* **Data supplied**:
PR #2161, opened 2025-11-02
feat: log the total number of deferred events

### LINKED ISSUE #2101: Add ability to 1) see deferred queue length (in juju debug-log?) + 2) de-duplicate deferred queue
Hi,

The recent PS6 incidents showed us a need to see the amount of deferred events in queue to estimate the charm catch-up.
In this case, the entire events queue took about 10 hours to clean (the outage took a ~day(s)). 
There were more then 200 events in the queue (3 different events have been deferred by charm):
```
dbaas-secret-system@ps6:$ sqlite3 .unit-state.db-backup-20251009
SQLite version 3.37.2 2022-01-06 13:25:41
...
sqlite> select count(*) from notice;
240

sqlite> select count(*) from snapshot;
241
```

Also the charm event process was slow as well (charm refactoring is expected).

Anyway, it is a feature request to:
 * add ability for users to see the size of event queue (for deferred events). It will allow to provide customer estimates and plan hardware usage better, as differed event execution takes CPU). E.g in juju debug-log:
```
Re-emitting deferred event < ... /config_changed[169]> of total 46
```
 * de-duplicate deferred events (e.g. we know the system has 100 of identical events). Consider to execute it once/twice (number 1 and number 100 in queue, and skip all in between).
 * add ability to clean unnecessary events somehow (e.g. uning jhack). At the moment users have to go into sqlite on unit to clean the queue => the dangerous and risky way. Otherwise wait for hours/days wasting CPU/time.

AFAIK, Ops stores the last 100 deferred events, but many events will be deferred for long outage.
The popular deferred events for PostgreSQL VM charm are: `secret-changed`/`secret-remove`/`*-peers-relation-changed`.
Those events have to be processed, but once only, no need to repeat them 100 times with the same content.

Tnx!

tonyandrewmeyer:
When logging that a deferred notice is being processed, also log the total number in the queue (as of the start of the hook). This allows anyone examining the debug-level Juju log to see that there is a large backlog, presumably indicating problems (see #2101 for an example).

There is a small cost here, in that we are collapsing a generator into a tuple, although we expect it to be small, and we're already getting it as a list from the storage.

Fixes #2101

### DIFF
--- a/ops/framework.py
+++ b/ops/framework.py
@@ -973,7 +973,7 @@ class Framework(Object):
         last_event_path = None
         deferred = True
         notices = tuple(self._storage.notices(single_event_path))
-        for event_path, observer_path, method_name in notices:
+        for i, (event_path, observer_path, method_name) in enumerate(notices):
             event_handle = Handle.from_path(event_path)
 
             if last_event_path != event_path:
@@ -995,7 +995,10 @@ class Framework(Object):
             if observer:
                 if single_event_path is None:
                     logger.debug(
-                        'Re-emitting deferred event %s (%d in queue).', event, len(notices)
+                        'Re-emitting deferred event %s (%d of %d in queue).',
+                        event,
+                        i + 1,
+                        len(notices),
                     )
                 elif isinstance(event, LifecycleEvent):
                     # Ignore Lifecycle events: they are "private" and not interesting.


ops/framework.py
```diff
@@ -993,7 +994,7 @@ def _reemit(self, single_event_path: str | None = None):
 
             if observer:
                 if single_event_path is None:
-                    logger.debug('Re-emitting deferred event %s.', event)
+                    logger.debug('Re-emitting deferred event %s of total %d.', event, len(notices))
```
benhoyt: The language "of total %d" seems a bit weird, because it's not "%d of total %d". What about this or similar:

```suggestion
                    logger.debug('Re-emitting deferred event %s (%d in queue).', event, len(notices))
```

ops/framework.py
```diff
@@ -972,7 +972,8 @@ def _event_context(self, event_name: str):
     def _reemit(self, single_event_path: str | None = None):
         last_event_path = None
         deferred = True
-        for event_path, observer_path, method_name in self._storage.notices(single_event_path):
+        notices = tuple(self._storage.notices(single_event_path))
```
james-garner-canonical, line 975: It seems like this is the only place that `notices` is actually called internally, is that right?

Optimization: How about modifying `notices` to return `c.fetchall()`, if we've decided that we don't need to worry about the time and memory overhead of fetching the rows greedily?

Concern: On the other hand, if we do need to worry about the overhead, I guess we could get the count with a `SELECT COUNT` first?

---

On the backwards compatibility of modifying `notices` to return a list instead of a generator, since I guess it's technically a public method of a public class ... the instance used in the framework is in a private attribute (`_storage`) -- and I had a quick look and it doesn't look like it's being called in charms aside from these two instances in my charms snapshot, which are accessing via the private attribute and so asking for trouble, and returning a list wouldn't break their use case anyway.
```
hardware-observer/tests/unit/test_charm.py
46:        for event_path, _, _ in self.harness.charm.framework._storage.notices(None):

bootstack-charmers-storage-connector/src/charm.py
440:        for event_path, _, _ in self.framework._storage.notices(None):  # pylint: disable=W0212
```

ops/framework.py
```diff
@@ -972,7 +972,8 @@ def _event_context(self, event_name: str):
...
+        for event_path, observer_path, method_name in notices:
```
james-garner-canonical: Minor enhancement: Could log the position in the queue with something like this:
```suggestion
        for i, (event_path, observer_path, method_name) in enumerate(notices):
```
Doing something like:
```py
logger.debug('Re-emitting deferred event %s (%d of %d in queue).', event, i+1, len(notices))
```

james-garner-canonical (approved):
Approving so as not to block this, but I do think we should either (a) make the greedy fetching explicit earlier if we've decided we don't need to worry about memory overhead here, or (b) worry about memory overhead if we do need to. I'm happy for (a) to be captured in an issue for later and not addressed directly in this PR.

james-garner-canonical:
> we're already getting it as a list from the storage.

PS: This doesn't seem to be quite true in general, since we currently repeatedly yield from calling `c.fetchmany`, rather than calling `c.fetchall`. I assume if there are ever a memory prohibitive amount of deferred events, things have gone badly wrong. The current behaviour would have the charm spend a long time processing them one by one. I guess that's better than eating all the memory immediately.

ops/framework.py
benhoyt: I don't think we should overthink this. Allocating a few bytes (or even a few hundred if there are heaps of defers) of memory to convert the generator to a tuple is going to be super cheap in this context. We could make the greedy fetching explicit earlier, that is, have `notices()` return a list ... but I'm not sure it's worth the churn to change that (admittedly internal) method signature on both interfaces.

james-garner-canonical: > Allocating a few bytes (or even a few hundred if there are heaps of defers) of memory to convert the generator to a tuple is going to be super cheap in this context.

:+1: 

> We could make the greedy fetching explicit earlier, that is, have notices() return a list ... but I'm not sure it's worth the churn to change that (admittedly internal) method signature on both interfaces.

It feels like a bit of an antipattern to have this lazy loading generator logic but immediately greedily consume the generator. Dropping the lazy loading logic seems like a nice little readability improvement for future maintainers.
```diff
-        while True:
-            rows = c.fetchmany()
-            if not rows:
-                break
-            for row in rows:
-                yield cast('_Notice', tuple(row))
+        return c.fetchall()
```
I'm happy to take care of it in a follow-up PR if we think it's worth it.

benhoyt: Tony would rather merge the PR in the current state (Ben & Dima agree), so we're going to merge this and can consider the other change separately if desired.

ops/framework.py
benhoyt: @tonyandrewmeyer will update this

ops/framework.py
james-garner-canonical: Sounds good, should I make a PR for discussion later,  or leave it?

benhoyt: I'd leave it; it just doesn't seem worth it to me.

PR #2167, opened 2025-11-13
ci: update spelling

tonyandrewmeyer:
The docs spellcheck seems to have updated underneath us, so make adjustments so that the checks pass again.

For the most part, I've added words to the custom word list, but I've made a few adjustments to the docs in cases where it seemed better than adding the word.

The PR also corrects the description of Scenario's behaviour when creating a temporary charm root: only the metadata files are written - the `src` and `lib` folders are not also copied there.

(See also https://github.com/canonical/jubilant/pull/225)

### DIFF
--- a/testing/src/scenario/context.py
+++ b/testing/src/scenario/context.py
@@ -600,7 +600,7 @@ class Context(Generic[CharmType]):
     charm_root: str | pathlib.Path | None
     """The charm root directory to use when executing the charm.
 
-    Before running the event, the charm's metadata, config, and action YAML is
+    Before running the event, the charm's metadata, config, and action YAML files are
     copied to the charm root. If ``charm_root`` is None, then a temporary directory is
     created and used. To set up the charm root directory with other files, pass in the location of
     the directory to use. If a ``charm_root`` is provided, the tests are also able to inspect the


docs/explanation/state-transition-testing.md
```diff
@@ -192,9 +192,9 @@ emit multiple events in a single charm execution.
 
 ## The virtual charm root
 
-Before executing the charm, the framework copies the charm's `/src`, any libs,
-and the metadata, config, and actions YAML to a temporary directory. The charm
-will see that temporary directory as its 'root'. This allows us to keep things
+Before executing the charm, the framework copies the charm's `/src`, any Charmhub
+charm libraries, and the metadata, config, and actions YAML to a temporary directory.
```
james-garner-canonical: Does it actually just copy the whole `/lib` directory? I know some charms have included non-Charmhub library content in there at times, so that would reflect `charmcraft`'s behaviour. If so, this might be more accurate.
```suggestion
Before executing the charm, the framework copies the charm's `/src`, `/lib` (where Charmhub
libraries are defined), and the metadata, config, and actions YAML to a temporary directory.
```
Or more concisely:
```suggestion
Before executing the charm, the framework copies the charm's `/src`, `/lib`,
and the metadata, config, and actions YAML to a temporary directory.
```
However I'm ok with what you have currently if you prefer that.

docs/explanation/tracing.md
```diff
@@ -9,7 +9,7 @@ Instrument generously, so that more context is captured than is immediately need
 
 **Field engineers** can inspect the trace data from live deployments, ideally avoiding the need to reproduce failures in staging.
 
-**SREs** may want to set latency and error rate alerts on specific elements of trace data preemptively. They can also get more insights to help root-cause analysis across services.
+**Site Reliability Engineers** may want to set latency and error rate alerts on specific elements of trace data preemptively. They can also get more insights to help root-cause analysis across services.
```
tonyandrewmeyer, line 12: This is the one I'm least sure about. I'm really not sure how widely SRE is known as a term. I'm open to this going into the word list instead, or going the other way and making this more generic, like "Operations teams".

james-garner-canonical: 'SREs', 'Site Reliability Engineers', and 'Operations teams' all seem reasonable to me.

docs/explanation/state-transition-testing.md
tonyandrewmeyer: Ah, I was just looking at the supposedly mis-spelt words rather than what they were actually saying, nice catch.

Scenario doesn't copy `src` or `lib` (there's #1673 to figure out some sort of copying). Maybe it did once, which is why the docs say it should.

I guess fixing that in this PR is reasonable.

benhoyt:
Ah, thanks for this. Yeah, I noticed this [over in Jubilant-land too](https://github.com/canonical/jubilant/pull/225). It's another thing that makes me wonder about the worthwhileness of spelling checks. But we can get David's opinion on all that when he's back.

testing/src/scenario/context.py
```diff
@@ -600,8 +600,8 @@ def test_emitted():
     charm_root: str | pathlib.Path | None
     """The charm root directory to use when executing the charm.
 
-    Before running the event, the charm's ``/src``, any libs, and the metadata, config, and action
-    YAML is copied to the charm root. If ``charm_root`` is None, then a temporary directory is
+    Before running the event, the charm's metadata, config, and action YAML is
```
dimaqq: my 2c: either "YAML file", or list the actual file names explicitly, like `metadat.yaml`.

docs/.custom_wordlist.txt
```diff
@@ -1,17 +1,35 @@
...
+snappass
 storages
+systemd
+subprocess
 tinyproxy
 traceback
+untyped
+unpatched
 uv
+VM's
```
dimaqq: I wonder if adding "VM" alone would suffice.

docs/explanation/state-transition-testing.md
```diff
@@ -192,13 +192,12 @@ emit multiple events in a single charm execution.
...
 
-Before executing the charm, the framework copies the charm's `/src`, any libs,
-and the metadata, config, and actions YAML to a temporary directory. The charm
-will see that temporary directory as its 'root'. This allows us to keep things
-simple when dealing with metadata that can be either inferred from the charm
-type being passed to `Context` or be passed to it as an argument, thereby
-overriding the inferred one. This also allows you to test charms defined on the
-fly, as in:
+Before executing the charm, the framework writes the metadata, config, and actions
+YAML to a temporary directory. The charm will see that temporary directory as its
```
dimaqq: my 2c: either "YAML files" or list the file names with the extension.

tonyandrewmeyer:
```suggestion
YAML files to a temporary directory. The charm will see that temporary directory as its
```

testing/src/scenario/context.py
tonyandrewmeyer:
```suggestion
    Before running the event, the charm's metadata, config, and action YAML files are
```

dwilding:
Thanks for doing this @tonyandrewmeyer. The extra spelling exceptions were needed because the spelling check previously wasn't checking all text. I was tracking the fix in https://github.com/canonical/documentation-style-guide/pull/138 (sorry, I think I forgot to mention that in my notes before I went away).

I don't expect major changes to the spelling setup from now on, now that (as far as I could test previously) it's checking everything that it should be checking.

* **Your objective**:
Take every line from the records that holds "something" and copy it down.

* **Result of the exercise**:
james-garner-canonical: Minor enhancement: Could log the position in the queue with something like this:
Doing something like:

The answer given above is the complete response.